* **What is needed**:
Determine how many lines in the entries below include "MeredithAnya". The reply should be that number and nothing else.

Top of Record excerpts

PR #6087, opened 2024-07-02
feat: create search_issues_dist_v2 on same query node as group_attributes

kylemumma:
This migration targets the new SEARCH_ISSUES_TMP storage set.
In OPS repo this storage set has a the same distributed cluster as group_attributes and local cluster of search_issues_stoage.
This migration will create-if-not-exists an up to date search_issues_dist_v2 on the distributed cluster (same as group attributes).

This will enable the larger goal of being able to run a join on search_issues and group_attributes on that query node.

## next steps
1. update storage-set-to-cluster mapping in ops to make search_issues go to group_attributes query
2. delete search_issues_tmp

## design choices
We make the decision to not include backwards ops in this migration.

The problem we ran into with the backwards ops is the table has the same name so the backwards ops for the new storage sets migration would override things for SEARCH_ISSUE storage set migration causing missing table error.

1 approach would be to try to use a new table name for the migration. This was explored and deemed would not work. This is because we need to do renaming and rerouting which occur in 2 separate repos, meaning could not happen without downtime. Thus the renaming would need to happen on both SEARCH_ISSUES and SEARCH_ISSUES_TMP storage set, but if this were done the same issue of naming would happen as initially.

Another is a CodeMigration, this is the only viable alternative we could think of. We determined that due to the temporary nature of this migration its ok to not have backwards ops. The consequences are this migration will need to be reversed "by hand" using ddl sql commands on the infra. This will not impact self hosted.


snuba/migrations/groups.py
```diff
@@ -177,6 +182,13 @@ def __init__(
         storage_sets_keys={StorageSetKey.PROFILE_CHUNKS},
         readiness_state=ReadinessState.PARTIAL,
     ),
+    MigrationGroup.SEARCH_ISSUES_TMP: _MigrationGroup(
+        loader=SearchIssuesTmpLoader(),
+        storage_sets_keys={
+            StorageSetKey.SEARCH_ISSUES_TMP,
+        },
+        readiness_state=ReadinessState.PARTIAL,
```
kylemumma, line 190: is this right?

MeredithAnya: I think you'd want `COMPLETE`?

MeredithAnya:
@kylemumma now that you added a new migration group, do we have guarantees that the search issues local table is created before the search issues tmp dist table is created?

kylemumma:
@MeredithAnya good point, we dont have the guarantee anymore, ill move it back into the same group

MeredithAnya (approved):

Bottom of Record excerpts

* **Response to the task**:
4